On 3/9/2023 2:22 AM, Po Lu wrote:
Robert Pluim <rpluim@gmail.com> writes:

On Wed, 8 Mar 2023 10:54:08 -0800, Jim Porter <jporterbugs@gmail.com> said:

     Jim> 'set-arg' is probably simple enough that we could expect users to
     Jim> write it themselves. '--apply' is a bit tricky (for emacsclient at
     Jim> least), since we'd need to properly escape strings. I guess the
     Jim> complexity of doing this would depend on how we did the escaping
     Jim> though.

Iʼm not sure what escaping is needed. We take each command line
argument and pass it to emacs wrapped in "" so itʼs treated as a
string.

Well, not quite.
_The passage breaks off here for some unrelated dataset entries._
PR #301, opened 2018-07-09
fix output of SequenceCoverageCalculator

bernt-matthias:
see https://github.com/OpenMS/OpenMS/issues/3605

+ add CDATA and tests


bernt-matthias:
linting seems to fail because of wrong URLs in other tools. Can't take care of this at the moment.

bgruening:
You rock! I have so many mails from you in my inbox! :)

PR #302, opened 2018-07-20
MSI tools updated for pixel annotation with tabular files

foellmelanie:


bgruening:
@foellmelanie can you double check if all files in this PR are also consumed in tests?

PR #287, opened 2018-05-30
updated cravatool and craviz with additional inputs and annotation

jraysajulga:
**Note:** _The Galaxy-P team is submitting a paper soon that requires this tool and plugin on the proteogenomics gateway. We were hoping to get this online ASAP._

PR #304, opened 2018-08-11
Cravat-P Tool and Visualization Plugin

jraysajulga:
Hello! I am opening a new pull request based off of previous CRAVAT pull requests (i.e., #287 and #284). I hope this is okay since it has been a few months. If so, we can close those PRs. 

We are looking to make this tool and visualization available on the Proteogenomics gateway for our paper's revision by next weekend (I was originally using a personal JetStream server to host these).

I have implemented Björn's suggestions from PR [#284](https://github.com/galaxyproteomics/tools-galaxyp/pull/284) for syntax, python3 compatibility, and functional tests (thank you). It would be great to have some eyes on this again. The visualization plugin is functional but still needs come clean-up. Thanks!


tools/cravatp_score_and_annotate/cravatp_submit.xml
```diff
@@ -0,0 +1,306 @@
+<tool id="cravatp_submit" name="CRAVAT-P Submit, Intersect, Check, and Retrieve" version="1.0.0">
+    <description>| Submits, checks for, and retrieves data for cancer annotation. Can support proteogenomic proBED inputs for intersection with genomic VCF input.</description>
+  <command detect_errors="aggressive" interpreter="python">
```
bgruening: interpreter python is deprecated, please use `$__tool_directory__/cravatp_submit.py` instead.

tools/cravatp_score_and_annotate/cravatp_submit.xml
```diff
@@ -0,0 +1,306 @@
+<tool id="cravatp_submit" name="CRAVAT-P Submit, Intersect, Check, and Retrieve" version="1.0.0">
+    <description>| Submits, checks for, and retrieves data for cancer annotation. Can support proteogenomic proBED inputs for intersection with genomic VCF input.</description>
```
bgruening: Imho the description is too long. The `Can support awesome filetype` is too much description imho. This should go into the help.

tools/cravatp_score_and_annotate/cravatp_submit.xml
```diff
@@ -0,0 +1,306 @@
...
+  <command detect_errors="aggressive" interpreter="python">
+  <![CDATA[
+#if $proteo.proteoInput == 'yes':
+    #if $analysis.type == 'CHASM' or $analysis.type == 'CHASM+VEST':
+        cravatp_submit.py $input $GRCh $Variant $Gene $Noncoding $Error $analysis.type --classifier $analysis.classifier --proBED $proBED --intersectOnly $proteo.intersectedVariants --vcfOutput $vcf_output
```
bgruening: please single-quote all data-parameter and text-parameter

tools/cravatp_score_and_annotate/cravatp_submit.xml
```diff
@@ -0,0 +1,306 @@
...
+    #if $analysis.type == 'CHASM' or $analysis.type == 'CHASM+VEST':
+        cravatp_submit.py $input $GRCh $Variant $Gene $Noncoding $Error $analysis.type --classifier $analysis.classifier 
+    #else: 
+        cravatp_submit.py $input $GRCh $Variant $Gene $Noncoding $Error $analysis.type
+    #end if
+#end if
+]]></command>
+  
+  <inputs>
+    <param format="tabular" name="input" type="data" label="Source file" help="Accepts transcriptomic or genomic inputs (e.g., tabular, VCF). Additional details can be found below."></param>
```
bgruening: VCF is missing in `format`?

tools/cravatp_score_and_annotate/cravatp_submit.xml
```diff
@@ -0,0 +1,306 @@
...
+    <conditional name="proteo">
+      <param format="tabular" name="proteoInput" type="select" display="radio" label="Intersect with proteogenomic input?" help="Source file (first input) must be in genomic input to enable intersection with this proteogenomic file.">
+        <option value="yes">Yes</option>
+        <option value="no" selected="true">No</option>
+      </param>
+      <when value="yes">
+        <param format="tabular" name="proBED" type="data" label="Peptides with Genomic Coordinates (ProBED Format)"></param>
```
bgruening: I think JJ added the proBED format already to Galaxy. So format should be probed https://github.com/galaxyproject/galaxy/blob/dev/config/datatypes_conf.xml.sample#L52

jraysajulga:
Thanks for the quick review. I will add these changes in separate PRs.

tools/cravatp_score_and_annotate/cravatp_submit.xml
jraysajulga: The proteogenomics gateway does not have proBED yet. I'm thinking I will add this specification later.

bgruening: Can we update or patch the proteomic gateway?

jraysajulga: Yes. That would be best. I'm wrote an e-mail to @chambm about this with the link that you provided.

chambm: I thought a main point of the proBAM and proBED formats was that they would be backward-compatible with existing BAM and BED processing tools. I know this is the case with proBAM at least. Tools that know nothing about proBAM are still able to process proBAM files properly. But I see there is a probam format in the new datatypes as well. I see proBED is a subclass of interval. I don't know much about proBED. Can BED-6 or BED-12 processing tools use proBED and get some benefit from the PSM information? If so it seems like having a separate type could be problematic.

That's similar to the bug the commit in this thread is fixing. If I pass emacs an argument like this,

  hi" (delete-directory "/" t) "bye

then simply wrapping it with "" isn't enough, so we need something a little more elaborate. This is probably pretty straightforward for emacs, but (possibly) more complex for emacsclient. One option for '--apply' in emacsclient would be to build a properly-escaped Lisp form and then call '-eval' on the server; another would be to add some new commands to 'server-process-filter' and let the Emacs server build the form to evaluate.

The latter seems more in-line with the rest of server.el, since the protocol has its own way of quoting/unquoting arguments (see 'server-quote-arg', 'server-unquote-arg'). We could probably use that to make the job easier in emacsclient.c.

I'm not quite familiar with emacsclient, but can't we have emacsclient
run Lisp from stdin?  That sounds much more flexible.

Yes, but the goal of this commit (and '--apply', as discussed in bug#57752), is to pass arguments to a Lisp function as properly-escaped strings. If we want to prevent code injection possibilities, then I don't see how '--eval' will help, unless we just expect users to do their own escaping. (But that's what the commit in this thread did.)